2. Trust Router classifies request and assigns trust.
3. Policy Engine filters allowed routes.
4. Memory Layer is queried for context and prior route knowledge.
5. Compression Engine optimizes payload.
6. Provider Router selects execution target and fallback chain.
7. Execution Layer processes request.
8. Response is returned to client.
9. Receipt Engine generates immutable receipt.
10. Memory Layer is updated with outcome.

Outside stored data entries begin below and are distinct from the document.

PR #55, opened 2022-05-02
Add VSCode workspace settings

lukebennett88:
Add VSCode workspace extensions and recommended settings.
Mostly the same as what we had in the energy monorepo, lightly edited with some settings that I've found to be more reliable ([borrowed from here](https://github.com/wesbos/eslint-config-wesbos#with-vs-code)).

### DIFF
--- a/.vscode/settings.json.example
+++ b/.vscode/settings.json.example
@@ -1,0 +1,19 @@
+{
+  "editor.codeActionsOnSave": {
+    "source.fixAll": true
+  },
+  "editor.defaultFormatter": "esbenp.prettier-vscode",
+  "editor.formatOnSave": true,
+  "eslint.packageManager": "yarn",
+  "eslint.validate": [
+    "javascript"
+  ],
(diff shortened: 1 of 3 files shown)


.vscode/settings.json.example
```diff
@@ -0,0 +1,19 @@
+{
```
lukebennett88, line 1: Not sure if this should end in `.example` or not (this is how it was in the energy monorepo).
I don't think these settings are applied as they are, so it's more of a list of _suggestions_. If it was `settings.json` it would probably override you global settings which some of us might not want if we have our editors configured _just so_.

freemany: This is an example, can it be removed?

freemany (approved):

matildaPan (approved):

.vscode/settings.json.example
lukebennett88: It's a good reference for format-on-save if it isn't working for you.

PR #58, opened 2022-05-02
docs: updated all bitbucket reference links in component README docs

justinfaynhan:
Package README.md links were still referring to the older bitbucket repo links prior to github opensourcing. This PR fixes those link and some minor fixes to broken links.


lukebennett88:
@justinfaynhan I can't remember — what is the reasoning for linking to a specific commit instead of a the most recent version in `main`?

packages/alert/README.md
```diff
@@ -87,4 +87,4 @@ In rare cases, you may need to provide a custom icon. To do so, we expose an
 | heading     | string                                          |               | Sets a heading for the alert.                                                                                                                                                    |
 
 [data-attribute-map]:
-  https://bitbucket.org/brighte-energy/energy/src/14a694872cc43bb454981bada65f5f12b56f77c9/spark-web/packages/utils-spark/src/buildDataAttributes.ts#spark-web/packages/utils-spark/src/buildDataAttributes.ts-1
+  https://github.com/brighte-labs/spark-web/blob/e7f6f4285b4cfd876312cc89fbdd094039aa239a/packages/utils/src/internal/buildDataAttributes.ts#L1
```
nderkim, line 90: Is this auto generated? If not, what is `e7f6f4285b4cfd876312cc89fbdd094039aa239a` pointing to?

justinfaynhan:
@nderkim The github links are pointing to the commit SHA that added the specific changes.

@lukebennett88 My rationale of choosing the commit SHA instead of main is that there may often be drift between what is on main vs what has been published and being used by consumers. If we have incoming breaking changes on main, then those links will potentially be broken in the docs. Instead, we pin it to the exact commit SHA that introduced those changes and avoid the drift in docs and source files.

nderkim:
ah because we have line number as part of the link as well 👍

packages/columns/README.md
```diff
@@ -89,8 +89,8 @@ listed here (excluding `display`, `alignItems`, `gap`, `flexDirection`,
 Extra props are passed into the underlying [`Box`](/package/box) component.
```
lukebennett88, line 89: Technically not part of this PR, but would you mind fixing up the typo on line `81`?
`[ResponsiveRangeProps][responsive-range-props]('below')` should be `[ResponsiveRangeProps][responsive-range-props]['below']`

packages/float-input/README.md
```diff
@@ -116,5 +116,5 @@ return (
 | onFocus?        | FocusEventHandler\<HTMLInputElement\> |         | Handler when input element is focused on.                                                                                                                   |
 | onBlur?         | FocusEventHandler\<HTMLInputElement\> |         | Handler when input element is blurred.                                                                                                                      |
 
-Additional props also include [`TextField`](/package/text-field) props which are
+Additional props also include [`TextLink`](/package/text-link) props which are
```
lukebennett88, line 119: Shouldn't this be `TextInput` instead of `TextLink`?

justinfaynhan: Good catch, I was fixing an existing typo but made another typo :)

lukebennett88 (approved):

PR #65, opened 2022-05-04
Update typography

lukebennett88:


packages/core/src/fonts.tsx
```diff
@@ -1,32 +1,12 @@
...
+ * TODO: the CSS file that loads Aestetico is a bit of a hack as it relies on the atomic deploys never changing
  * we should host this file on the brighte.com.au domain (or subdomain) in the future
  */
-export function AestheticoStylesheet(): JSX.Element {
+export function AesteticoStylesheet(): JSX.Element {
   return (
     <link
       rel="stylesheet"
-      href="https://spark-web-docs-5at71kbus-brighte.vercel.app/_next/static/css/b1c6707967e86a27.css"
+      href="https://spark-web-docs-a22gianxx-brighte.vercel.app/fonts.css"
```
lukebennett88, line 9: I've updated the stylesheet to only have two weights and spell the font correctly 🤦‍♂️
I've been spelling "Aesthetico" with a "H" this whole time 🙃

packages/core/src/fonts.tsx
```diff
@@ -1,32 +1,12 @@
...
     />
   );
 }
-
-export function InterStylesheet(): JSX.Element {
```
lukebennett88, line 14: Removing Inter to better align with the rest of Brighte's branding

packages/theme/package.json
```diff
@@ -10,7 +10,6 @@
   "dependencies": {
     "@babel/runtime": "^7.14.6",
     "@capsizecss/core": "^3.0.0",
-    "@capsizecss/metrics": "^0.1.0",
```
lukebennett88, line 13: We don't need this anymore since we were only using it for Inter

packages/theme/src/tokens.ts
```diff
@@ -35,23 +34,22 @@ export const defaultTokens = {
   typography: {
     fontFamily: {
       sans: {
-        fontMetrics: interFontMetrics as FontMetrics,
-        name: '"Inter", system-ui, -apple-system, BlinkMacSystemFont, "Segoe UI", Roboto, "Helvetica Neue", sans-serif',
+        fontMetrics: AesteticoFontMetrics,
+        name: '"Aestetico", ui-sans-serif, system-ui, -apple-system, BlinkMacSystemFont, "Segoe UI", Roboto, "Helvetica Neue", Arial, "Noto Sans", sans-serif, "Apple Color Emoji", "Segoe UI Emoji", "Segoe UI Symbol", "Noto Color Emoji"',
```
lukebennett88, line 38: Updated the fallbacks to match Tailwind

packages/theme/src/tokens.ts
```diff
@@ -35,23 +34,22 @@ export const defaultTokens = {
...
-        name: '"Aesthetico", "Inter", system-ui, -apple-system, BlinkMacSystemFont, "Segoe UI", Roboto, "Helvetica Neue", sans-serif',
+        fontMetrics: AesteticoFontMetrics,
+        name: '"Aestetico", ui-sans-serif, system-ui, -apple-system, BlinkMacSystemFont, "Segoe UI", Roboto, "Helvetica Neue", Arial, "Noto Sans", sans-serif, "Apple Color Emoji", "Segoe UI Emoji", "Segoe UI Symbol", "Noto Color Emoji"',
       },
     },
     fontWeight: {
       regular: 400,
-      medium: 500,
-      strong: 700,
+      semibold: 600,
```
lukebennett88, line 47: We've only got two weights now: `regular` and `semibold`.

packages/theme/src/tokens.ts
```diff
@@ -35,62 +34,61 @@ export const defaultTokens = {
...
         weak: 'regular',
-        regular: 'medium',
+        regular: 'semibold',
       },
       level: {
         '1': {
           mobile: {
-            fontSize: 28,
+            fontSize: 35,
             rows: 9,
```
lukebennett88, line 58: @jordangeizer I think we agreed on having responsive sizes for `h1` but not the rest?
If so, I couldn't find in Figma what sizes to use here.

jordangeizer: Just reviewed this @lukebennett88! Realised a `35` h1 is perfectly fine for mobile. So will need responsive type styles for h1 when for the _marketing_ theme.

lukebennett88: 👌

ChristopherMitchell242 (commented):
Should we add tone & weight to the Text component README props table. No examples of the allowed values there at the moment.

lukebennett88:
> Should we add tone & weight to the Text component README props table. No examples of the allowed values there at the moment.

Good point, will update 👍

ChristopherMitchell242 (approved):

11. Route Reflector Memory updates routing knowledge.
## 5. Modes Of Operation
### Live Mode
- real execution
- full routing active
- receipts stored
- memory updated
### Simulation Mode
- no real execution
- shows trust decisions
- shows policy decisions
- shows selected route and fallbacks
- estimates cost and tokens
- useful for testing policies
### Offline Mode
- only local models allowed
- no external provider calls
- remote sync disabled unless explicitly allowed
- receipts marked as offline
## 6. Control Functions
The system supports:
- trace request
- replay request
- force route
- override policy as admin
- inspect receipts
- inspect memory
- simulate routing
- compare routes
- inspect provider availability
- inspect route memory
## 7. Storage
Required storage components:
- receipts database: immutable logs
- memory database: structured + vector
- policy definitions
- routing history
- route reflector memory
- semantic cache
- reproducible run artifacts
Recommended default:
- SQLite for personal mode
- Postgres plus pgvector for team/server mode
- Git/Gitea as durable memory sync and audit transport
## 8. Metrics
System tracks:
- token usage
- compression ratio
- cache hit rate
- latency per provider
- cost per request
- routing success rate
- fallback rate
- trust level distribution
- blocked route count
- policy override count
- agent reputation
- benchmark scores
## 9. Security Model
- strict policy enforcement before external calls
- data classification at entry
- local-first routing possible
- no sensitive data leaves system if blocked by policy
- no secret sync to memory
- audit trail via receipts
- consent ledger for tool, memory, and provider permissions
- safe config writer for external tool setup
## 10. Extensibility
The system supports:
- new providers
- new local models
- new tools
- new MCP resources
- new policy rules
- custom routing logic
- custom memory backends
- custom benchmarks
- custom data source connectors
## 11. Core Idea
LLM Gateway is a deterministic, observable, policy-driven routing layer for AI execution with memory and cost control.